I am trying to install all the dependencies but I cannot load the spellchecker module because it says it cannot find indexer.
ModuleNotFoundError Traceback (most recent call last)
<ipython-input-5-00ec13e61853> in <module>
2 import re
3 import classifier as spanish_sentiment_analysis
----> 4 from spellchecker import SpellChecker
/usr/local/lib/python3.7/site-packages/spellchecker/__init__.py in <module>
1 # -*- coding: utf-8 -*-
----> 2 from spellchecker.core import Spellchecker,getInstance
3
/usr/local/lib/python3.7/site-packages/spellchecker/core.py in <module>
24 import urllib
25
---> 26 from indexer import DictionaryIndex
27 from langdetect import _detect_lang
28
ModuleNotFoundError: No module named 'indexer'
I tried pip3 install indexer but it gave me an error.
Collecting indexer
Downloading https://files.pythonhosted.org/packages/c7/2f/49ea001ccc81502fe790c6077ca0cf9c4dc98ce160e1b1225a8c881b53b1/indexer-0.6.2.tar.gz
ERROR: Complete output from command python setup.py egg_info:
ERROR: Traceback (most recent call last):
File "<string>", line 1, in <module>
File "/private/var/folders/zy/cj986nys61l566ps0nw0kdym0000gp/T/pip-install-njxjtjnm/indexer/setup.py", line 107
except OSError, ex:
^
SyntaxError: invalid syntax
----------------------------------------
ERROR: Command "python setup.py egg_info" failed with error code 1 in /private/var/folders/zy/cj986nys61l566ps0nw0kdym0000gp/T/pip-install-njxjtjnm/indexer/
Never mind I found it! It's pyspellchecker and not spellchecker! https://github.com/barrust/pyspellchecker/issues/24
Hmmm then I get some errors when running thru the parts that call spell.known and spell.unknown.

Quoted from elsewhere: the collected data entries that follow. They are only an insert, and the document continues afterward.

PR #184, opened 2017-11-24
add debian support

mdellweg:


templates/rhsm-katello-reconfigure.erb
```diff
@@ -31,6 +31,17 @@ then
 
   # configure rhsm
   # the config command was introduced in rhsm 0.96.6
+  subscription-manager config \
```
sean797: can we DRY this? Maybe wrap just `BASEURL= foo` around an if else?

templates/rhsm-katello-reconfigure.erb
```diff
@@ -31,6 +31,17 @@ then
...
+    --server.hostname="$KATELLO_SERVER" \
+    --server.prefix="$PREFIX" \
+    --server.port="$PORT" \
+    --rhsm.repo_ca_cert="%(ca_cert_dir)s$KATELLO_SERVER_CA_CERT" \
+    --rhsm.baseurl="$BASEURL"
+elif uname -v | grep -qi debian
```
sean797: Can we use /etc/os-release or a fact for this? Though I don't want to add another dependency.

templates/rhsm-katello-reconfigure.erb
mdellweg: sure

templates/rhsm-katello-reconfigure.erb
mdellweg: ATM we transform the built RPM into a DEB. That way we can install and run the script.

mdellweg:
On a second thought, i'm not so sure, the DRY-ing was worth it, because there are some specialities going on around older rhel versions. I kept it on a separate commit to ease the comparison.

sean797:
> ATM we transform the built RPM into a DEB. That way we can install and run the script.

Are you suggesting that is the official documented way for users to register Debian clients?

mdellweg:
No, i'd prefer a proper debian package of course. Or considering, that this packet really only contains one script that is run on install, we could just run `/pub/katello-rhsm-consumer` from the katello-server directly.

sean797:
Sorry I never got round to looking at this again earlier. Yes I agree, lets remove that second commit.

I think there is a discussion to have around how to we register clients, I'm thinking we should change to running `/pub/katello-rhsm-consumer` on a client and deprecate the RPM method. I think this means that we can stop using the dependence's and tooling we need to generate the RPM without adding more for generating an DEP and keeping the method for registering clients the same.

I'm not suggesting this PR deprecates RPM, just that I think the method on both systems should be the same, if not very similar.

@ehelms @jlsherrill @ekohl others; agree? disagree? any other views?

ekohl:
I'm not that familiar with the subscription manager workflow.

jlsherrill:
@sean797 I think what you said makes sense, I'm just not sure how users would react?  I *think* that if i were an admin i would prefer an rpm, but mainly because i tend to not want to run random scripts from a webserver.  With the rpm I can sign it with a gpg key from my company, i can't as easily do that with a random script. 

In reality I'm not sure if users *actually* care.  The script was added to support atomic hosts (who can't install an rpm), but it does make sense to try to reduce the bootstrap steps to a single set of instructions.

ekohl:
> The RPM method, like you say, can be made more secure be signing the RPM, though I've never seen anyone actually do that.

Isn't that the goal of https://github.com/theforeman/puppet-certs/pull/188?

PaulSD:
No, the goal of #188 is to facilitate signing/verifying the repo metadata that is generated by Pulp, not the RPMs themselves.  It is assumed that the RPMs served by Pulp will already be signed when Pulp retrieves them from the upstream repo ... So Pulp doesn't need to re-sign the RPMs, it only needs to sign the new metadata that Pulp itself generates.

In addition, #188 updates this bootstrap RPM so that it will install the GPG key generated by #188, so clients are unlikely to trust that GPG key until after this bootstrap RPM is installed, so it won't help to sign this bootstrap RPM with that key...

ekohl:
@PaulSD thanks for explaining that distinction. I'll get back to reviewing it tomorrow.

ekohl:
I'm leaning to including this in https://github.com/theforeman/puppet-certs/pull/192. @stbenjam could you have a look as well?

ekohl:
Thanks!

AttributeError Traceback (most recent call last)
<ipython-input-46-ffb2a717e66a> in <module>
----> 1 spell.known(['pr6ximo'])
AttributeError: 'dict' object has no attribute 'known'
The spellchecker section in the jupyter notebook isn't complete, I was testing an alternative to fixing the words with accents which were misread by Tika. I will update the notebook to be cleaner and not include unused code.
Thank you for your feedback! I will incorporate your suggestion to the README.

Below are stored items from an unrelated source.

PR #189, opened 2018-01-23
Refs #21873 - Switch warn to fail

chris1984:


chris1984:
QE would like the installer to exit out upon trying to create a proxy with the same name as the Katello box.

ehelms:
I looked at the output that failed verification and I did not see the warning appear in the output at all. Does this fail guarantee it appears? I tend to be hesitant to pull in a full hard stop fail when a warning was requested. Fails like this provide no way for a user to ever perform the action where they match (perhaps they have good reason?). This is not me nack-ing this, but rather wanting to step back and ask why the warning does not appear.

chris1984:
I will post the output tomorrow, it does appear with the fail and exits. With the warn it just keeps going and logs it anyway.

ekohl:
An invisible warning that was ignored anyway was my worry in https://github.com/theforeman/puppet-certs/pull/186#pullrequestreview-81558087 as well so hard failures do make sense to me.

chris1984:
@ehelms before the fix it would not show it and let it run, the only time you would see the warning would be with the -v option like so:

Before fix:

~~~
[ WARN 2018-01-24 10:02:02 verbose]  Scope(Class[Certs::Foreman_proxy_content]): The hostname is the same as the foreman-proxy
[ WARN 2018-01-24 10:02:03 verbose]  Compiled catalog for sat.croberts.lan in environment production in 0.49 seconds
[ INFO 2018-01-24 10:02:03 verbose]  Applying configuration version '1516806122'
[ WARN 2018-01-24 10:02:04 verbose]  /Stage[main]/Certs::Foreman_proxy_content/Certs::Tar_create[/root/blah.tar]/Exec[generate /root/blah.tar]/returns: executed successfully
[ WARN 2018-01-24 10:02:04 verbose]  Finished catalog run in 0.55 seconds
[ INFO 2018-01-24 10:02:04 verbose] Puppet has finished, bye!
[ INFO 2018-01-24 10:02:04 verbose] Executing hooks in group post
  Success!
~~~

With fix
~~~
[root@sat ~]# capsule-certs-generate --certs-tar /root/blah.tar --foreman-proxy-fqdn sat.croberts.lan
 The hostname is the same as the foreman-proxy at /usr/share/katello-installer-base/modules/certs/manifests/foreman_proxy_content.pp:31 on node sat.croberts.lan
~~~

From how I have seen customers use the product in support I see this as a failsafe to prevent customers from creating issues for themselves down the road. Also if want to create a capsule/foreman-proxy with the same name and change the sat/katello to a different name then they can use sat-clone and then create new certs correctly.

Hello Maria, thank you for this very impressive work. I tried to run it in my Mac and I had a few install steps to overcome, which I documented here:
I tried to submit a pull request but I got denied.

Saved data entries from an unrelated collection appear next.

PR #191, opened 2018-01-25
Add "set -e" to consumer script

mdellweg:
Not sure if you want this, but whenever this option is not set for a shell script, i loose days searching for the line where something failed.

### DIFF
--- a/manifests/rhsm_reconfigure_script.pp
+++ b/manifests/rhsm_reconfigure_script.pp
@@ -8,13 +8,13 @@ define certs::rhsm_reconfigure_script($ca_cert, $server_ca_cert) {
 
   concat::fragment { "${title}+script_start":
     target  => $title,
-    content => "#!/bin/bash\n\n",
+    content => "#!/bin/bash\n\nset -e\n",
     order   => '01',
   }
 
   concat::fragment { "${title}+default_ca_data":
     target  => $title,
-    content => "read -r -d '' KATELLO_DEFAULT_CA_DATA << EOM\n",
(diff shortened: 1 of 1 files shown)


manifests/rhsm_reconfigure_script.pp
```diff
@@ -8,13 +8,13 @@
...
     target  => $title,
-    content => "#!/bin/bash\n\n",
+    content => "#!/bin/bash\n\nset -e\n",
     order   => '01',
   }
 
   concat::fragment { "${title}+default_ca_data":
     target  => $title,
-    content => "read -r -d '' KATELLO_DEFAULT_CA_DATA << EOM\n",
+    content => "read -r -d '' KATELLO_DEFAULT_CA_DATA << EOM || true\n",
```
ekohl: In which case does this fail?

mdellweg: I think, every time. Do not know why, though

Here are my additions to the README.md.
MacOS Installation Steps
To run this on MacOS on a fresh Python3 installation use the commands below. These commands use Homebrew to install Jupyter, and wkhtmltopdf and use pip to install required Python3 libraries. Note that this uses pip3 since pip may refer to a Python 2.x interpreter.
After this, download the chat PDF file from the link above and save it in a file called dataset/telegram_gate.pdf.